→ Problem requirements:
Where the records below have a line with "currentUser", that line is to be copied.

<<<<

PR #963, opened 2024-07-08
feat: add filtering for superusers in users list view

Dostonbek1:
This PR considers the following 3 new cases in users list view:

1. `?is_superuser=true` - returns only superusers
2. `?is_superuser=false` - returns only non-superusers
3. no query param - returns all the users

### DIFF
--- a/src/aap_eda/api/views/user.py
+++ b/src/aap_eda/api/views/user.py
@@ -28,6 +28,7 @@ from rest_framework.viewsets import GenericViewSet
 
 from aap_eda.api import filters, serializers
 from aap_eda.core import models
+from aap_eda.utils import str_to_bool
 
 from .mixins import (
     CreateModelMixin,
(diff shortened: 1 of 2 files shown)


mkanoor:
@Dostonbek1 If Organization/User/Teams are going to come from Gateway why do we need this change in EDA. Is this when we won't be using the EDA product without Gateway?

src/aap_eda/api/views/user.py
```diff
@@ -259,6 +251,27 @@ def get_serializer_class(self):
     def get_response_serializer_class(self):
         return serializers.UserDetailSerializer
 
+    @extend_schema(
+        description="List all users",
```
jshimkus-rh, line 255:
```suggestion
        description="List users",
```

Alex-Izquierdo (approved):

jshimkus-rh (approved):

>>>>
<<<<

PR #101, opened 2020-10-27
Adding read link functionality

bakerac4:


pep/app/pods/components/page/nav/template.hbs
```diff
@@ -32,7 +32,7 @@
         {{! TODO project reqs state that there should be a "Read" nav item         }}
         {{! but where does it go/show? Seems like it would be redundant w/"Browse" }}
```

>>>>
<<<<

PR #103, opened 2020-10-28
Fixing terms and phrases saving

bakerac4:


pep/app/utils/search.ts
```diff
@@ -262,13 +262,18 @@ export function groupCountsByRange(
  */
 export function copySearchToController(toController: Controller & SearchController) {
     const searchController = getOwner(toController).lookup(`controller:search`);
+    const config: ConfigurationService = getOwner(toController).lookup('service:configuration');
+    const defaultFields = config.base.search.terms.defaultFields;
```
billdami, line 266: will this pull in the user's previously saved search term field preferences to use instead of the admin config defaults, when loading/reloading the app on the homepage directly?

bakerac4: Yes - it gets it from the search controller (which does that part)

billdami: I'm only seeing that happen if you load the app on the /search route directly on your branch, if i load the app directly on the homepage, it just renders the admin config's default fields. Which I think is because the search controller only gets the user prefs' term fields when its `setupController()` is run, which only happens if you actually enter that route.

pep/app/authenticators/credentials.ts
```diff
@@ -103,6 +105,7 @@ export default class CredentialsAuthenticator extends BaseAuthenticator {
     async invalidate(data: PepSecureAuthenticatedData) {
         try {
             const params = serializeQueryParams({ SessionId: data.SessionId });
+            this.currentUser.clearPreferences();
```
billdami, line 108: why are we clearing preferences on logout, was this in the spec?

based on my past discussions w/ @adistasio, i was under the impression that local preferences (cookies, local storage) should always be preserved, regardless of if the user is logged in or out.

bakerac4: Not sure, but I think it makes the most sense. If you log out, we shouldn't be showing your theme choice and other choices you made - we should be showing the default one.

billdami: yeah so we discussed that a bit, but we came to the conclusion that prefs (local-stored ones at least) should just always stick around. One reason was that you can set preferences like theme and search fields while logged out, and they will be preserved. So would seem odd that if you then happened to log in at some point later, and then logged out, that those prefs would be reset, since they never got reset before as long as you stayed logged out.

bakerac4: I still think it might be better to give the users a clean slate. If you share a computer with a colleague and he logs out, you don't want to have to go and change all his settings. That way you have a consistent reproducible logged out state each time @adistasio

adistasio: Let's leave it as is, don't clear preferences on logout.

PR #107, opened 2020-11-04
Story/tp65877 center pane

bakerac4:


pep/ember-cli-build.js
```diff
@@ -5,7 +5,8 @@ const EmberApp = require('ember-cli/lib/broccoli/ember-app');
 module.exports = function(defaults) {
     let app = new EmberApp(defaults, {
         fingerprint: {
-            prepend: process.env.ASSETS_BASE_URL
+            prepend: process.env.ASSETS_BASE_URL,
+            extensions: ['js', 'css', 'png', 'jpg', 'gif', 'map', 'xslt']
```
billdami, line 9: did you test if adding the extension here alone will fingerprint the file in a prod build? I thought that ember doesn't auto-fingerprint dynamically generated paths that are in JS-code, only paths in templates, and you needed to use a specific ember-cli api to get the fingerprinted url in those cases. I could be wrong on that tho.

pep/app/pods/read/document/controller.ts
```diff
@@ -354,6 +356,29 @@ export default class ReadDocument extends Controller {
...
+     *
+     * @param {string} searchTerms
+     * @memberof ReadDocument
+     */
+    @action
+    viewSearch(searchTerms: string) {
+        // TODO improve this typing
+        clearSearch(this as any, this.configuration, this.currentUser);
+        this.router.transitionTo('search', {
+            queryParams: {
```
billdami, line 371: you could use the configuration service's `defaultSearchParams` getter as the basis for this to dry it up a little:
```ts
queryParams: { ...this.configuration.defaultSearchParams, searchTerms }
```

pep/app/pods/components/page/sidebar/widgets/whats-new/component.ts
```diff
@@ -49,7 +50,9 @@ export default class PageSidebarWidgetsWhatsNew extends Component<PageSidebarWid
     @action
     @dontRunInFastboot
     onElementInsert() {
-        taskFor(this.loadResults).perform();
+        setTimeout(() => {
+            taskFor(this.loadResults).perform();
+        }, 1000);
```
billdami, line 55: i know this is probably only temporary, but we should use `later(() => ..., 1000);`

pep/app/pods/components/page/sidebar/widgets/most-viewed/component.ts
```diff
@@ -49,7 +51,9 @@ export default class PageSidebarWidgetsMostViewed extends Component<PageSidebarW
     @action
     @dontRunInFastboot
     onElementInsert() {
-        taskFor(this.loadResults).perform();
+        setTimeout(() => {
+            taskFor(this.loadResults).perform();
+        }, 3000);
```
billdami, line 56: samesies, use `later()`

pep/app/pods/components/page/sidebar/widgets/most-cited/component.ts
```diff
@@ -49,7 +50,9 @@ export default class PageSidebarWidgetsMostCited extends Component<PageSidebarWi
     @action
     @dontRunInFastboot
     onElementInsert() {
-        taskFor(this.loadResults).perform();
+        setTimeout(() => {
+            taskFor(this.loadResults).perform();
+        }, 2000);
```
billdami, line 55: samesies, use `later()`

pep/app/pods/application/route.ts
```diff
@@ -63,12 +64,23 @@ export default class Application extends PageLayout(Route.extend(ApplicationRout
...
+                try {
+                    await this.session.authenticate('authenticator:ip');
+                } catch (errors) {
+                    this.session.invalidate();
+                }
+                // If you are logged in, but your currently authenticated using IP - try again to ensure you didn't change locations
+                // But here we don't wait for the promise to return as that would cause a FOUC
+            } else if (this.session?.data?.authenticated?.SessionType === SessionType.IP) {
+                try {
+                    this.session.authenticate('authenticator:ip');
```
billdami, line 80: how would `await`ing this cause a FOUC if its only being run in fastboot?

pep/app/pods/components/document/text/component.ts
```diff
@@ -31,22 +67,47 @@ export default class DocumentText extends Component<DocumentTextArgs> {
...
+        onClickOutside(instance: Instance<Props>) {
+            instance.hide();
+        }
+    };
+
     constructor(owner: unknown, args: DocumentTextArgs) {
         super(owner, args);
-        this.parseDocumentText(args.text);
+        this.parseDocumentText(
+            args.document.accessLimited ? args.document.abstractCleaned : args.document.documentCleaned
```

>>>>

→ Response box:
+            this.currentUser.clearPreferences();
+        clearSearch(this as any, this.configuration, this.currentUser);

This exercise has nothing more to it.